Go through the material below, count the lines with the word "review", and reply with the count alone.

**** EXTRACTED DATA

PR #238, opened 2026-07-20
chore: remove legacy tokenized-link CV export

### LINKED ISSUE #211: [Feat] Turn on CV ZIP export + retention policy
### Description
Companies need to review student CVs for months after the event, but the current tokenized-link export depends on the site staying up and on links that can expire mid-review. CVs are PII; GDPR applies.

### Why
The tokenized-link approach has two real failure modes: it breaks if the site goes down during the review window, and bearer tokens floating in exported files are a bigger leak surface than a self-contained export. A ZIP-at-export-time download is already built and doesn't depend on the site staying up.

### How
Turn on the existing ZIP-of-CVs-at-export-time feature (Option A). Add a retention policy (3–6 month window) with auto-purge after expiry, and update the privacy policy to reflect the new retention/export model.

### Dependencies
The exact retention window (3 vs. 6 months) and the privacy-policy wording need sign-off before this ships — flagged as a team-discussion item, not a unilateral technical call.

david-fs-valente:
`DownloadButton` (CSV export with per-CV non-expiring JWT links) was already unreachable from the UI, but `/api/export`, `/api/export/[code]/cv`, and the token mechanism behind them were still live. The ZIP export (`/api/companies/history/cv-zip`) already replaces this with a self-contained download. Removes the dead component, both routes, now-unused service/repository functions, and stale AGENTS.md references.

Refs #211.


david-fs-valente:
## Non-blocking suggestions

- `DownloadIcon` in `src/styles/Icons.tsx` is now an orphaned export — after this PR removes `DownloadButton`, nothing in `src/` imports it anymore. Fine to leave for now, but worth a follow-up cleanup or noting if it's intentionally kept for future use.
- Branch is named `chore/remove-legacy-cv-export`. Per AGENTS.md, `chore/` is described as for "non-code tasks (docs, config, deps, tooling)", while this PR removes actual application code (routes, service functions, a component). `refactor/` might fit the Conventional Branch spec slightly better for a dead-code removal like this — very minor, not blocking.

Everything else checks out: verified against the actual PR head that no references to the removed symbols/routes remain anywhere in `src/`, confirmed `DownloadButton` was already unreferenced dead code before this PR (checked the parent commit), the replacement ZIP export path is untouched, `downloadjs` is correctly kept in package.json (still used by `ExcelButton`), and CI (test/typecheck/lint) is green.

********

▸ **REPLY TO THE EXERCISE**: 2